AN EDUCATIONAL TOUR OF THE KENNEDY SPACE CENTRE


The heavens declare the glory of God; and the firmament sheweth his handiwork (Psalm 19:1)

Florida, otherwise known as the “Sunshine State” is in the south-eastern part of the USA. It is known for its great tourist attractions. It is the home of Trinity Broadcasting Network’s Holy Land Experience, Universal Studios and the Kennedy Space Centre (KSC), and host to National Aeronautical Space Administration(NASA), to mention a few.

I left Lagos on a Delta Airlines flight to MCO Airport, Orlando, Florida, via Jackson Hartfield Airport, Atlanta, Georgia. I then took a cab to my hostess location in Clermont, Florida. We scheduled a visit to the Kennedy Space Centre, which is located in Cape Canaveral, a sliver of land off Florida’s east coast on a Saturday. The drive from Clermont to KSC took about an hour twenty-five minutes; thanks to the dexterity of my friend on the wheels and of course the GPS!

On arrival at the Kennedy Space Centre, I pinched myself to confirm that I was not dreaming! I have always been interested in the heavenlies, angels, space travels and astronauts, and this was my dreams becoming a reality. We presented our tickets and went on for security screening before we could gain entrance into the Centre. Finally, we were allowed into the Centre, and the tour commenced. There were series of activities at the KSC, but the most remarkable were the Lunar Theatre, the Apollo/Saturn V Centre and the Shuttle Launch experience.

In the Lunar Theatre, we were shown a detailed documentary on the history of space travel in the US. We also had the opportunity to watch Neil Armstrong walk on the moon where he made the famous statement, “a small step for a man but a giant leap for mankind.” He talked about the importance of parents teaching their kids to take away the word “impossible” from their vocabulary as this will enable children to reach their full potentials in life.
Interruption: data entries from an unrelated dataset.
Issue #8915, opened 2024-11-08
Platform-Specific Dependencies in requirements.in Not Working as Expected with `--universal`


ewianda:
**Description**:  
When specifying platform-specific dependencies in `requirements.in` for `optimum[onnxruntime]` and `optimum[onnxruntime-gpu]`, the generated `requirements.txt` file consolidates dependencies inappropriately. Specifically, `optimum[onnxruntime-gpu]; sys_platform == 'linux'` and `optimum[onnxruntime]; sys_platform == 'darwin'` results in `optimum[onnxruntime,onnxruntime]==1.18; sys_platform == 'linux'` in the output `requirements.txt`, which causes the Darwin platform dependency to be ignored.

**Steps to Reproduce**:
1. Create a `requirements.in` file with the following lines:
    ```plaintext
    optimum[onnxruntime-gpu]; sys_platform == 'linux'
    optimum[onnxruntime]; sys_platform == 'darwin'
    ```
2. Run `uv pip compile --universal requirements.in` to generate `requirements.txt`.
3. Open the resulting `requirements.txt`.

**Expected Behavior**:
`requirements.txt` should list both platform-specific dependencies separately, like:
```plaintext
optimum[onnxruntime-gpu]==1.18; sys_platform == 'linux'
optimum[onnxruntime]==1.18; sys_platform == 'darwin'
```

**Actual Behavior**:
The generated `requirements.txt` incorrectly merges dependencies, resulting in:
```plaintext
optimum[onnxruntime,onnxruntime-gpu]==1.18; sys_platform == 'linux'
```
This line omits the macOS (Darwin) dependency entirely.

**Environment**:
- `uv` version: 0.4.30
 
- Operating System: Linux

charliermarsh:
I can guess at what's going on here, thanks.

charliermarsh:
I saw that, but I think it's acceptable personally.

ewianda:
Hi @charliermarsh 

>optimum==1.23.3 ; sys_platform == 'darwin' or sys_platform == 'linux'
optimum[onnxruntime]==1.23.3 ; sys_platform == 'darwin'
optimum[onnxruntime-gpu]==1.23.3 ; sys_platform == 'linux'  


This has become an issue with our Bazel setup. It is now considered a duplicate, and Bazel fails to create a repository. Could this be addressed? 

Thanks

charliermarsh:
@ewianda -- Do you mind filing a new issue to track it, with a repro?

PR #8960, opened 2024-11-08
Support multiple extras in universal pip compile output

charliermarsh:
## Summary

We were making some incorrect assumptions in the extra-merging code for universal `pip compile`. This PR corrects those assumptions and adds a bunch of additional tests.

Closes https://github.com/astral-sh/uv/issues/8915.


crates/uv-resolver/src/resolution/display.rs
```diff
@@ -336,42 +334,72 @@ fn combine_extras<'dist>(graph: &IntermediatePetGraph<'dist>) -> RequirementsTxt
...
+                let index = *entry.get();
+                let node: &mut RequirementsTxtDist = &mut next[index];
+                node.extras.clear();
+            }
+            std::collections::hash_map::Entry::Vacant(entry) => {
+                let index = next.add_node(dist.clone());
+                entry.insert(index);
+            }
         }
     }
```
charliermarsh, line 404: I could make this a trait to DRY up the above but... I don't know, it seems like a lot of complexity.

The Apollo/Saturn V Centre features a 363-foot moon rocket!!! It is a real marvel to behold. It also has the firing room theatre which re-creates an Apollo rocket launch.

The shuttle launch experience was the most sought after activity. The queue of tourist waiting to have this experience was unbelievably long. We almost decided to leave the queue, but I was so glad we saw it through. It involves a realistic simulation of an actual space shuttle launch which includes shaking motion/vibration, loud noise, visual and lighting effects. All participants are required to be in excellent physical and mental conditions, and this was announced severally, that I almost chickened out at the last minute. But in the true “Naija” spirit, I got into the space shuttle, and I had a most thrilling experience.

On my flight, back to Nigeria I could not help but marvel at the importance of educational tours, the seemingly endless potential for the conquest of his environment, and the omniscience mighty God that had endowed man with such scientific abilities. I’ll advise everyone – next time you travel anywhere, make out time aside from shopping and see a historical or educational site. It will broaden your horizon in a way you never imagined possible.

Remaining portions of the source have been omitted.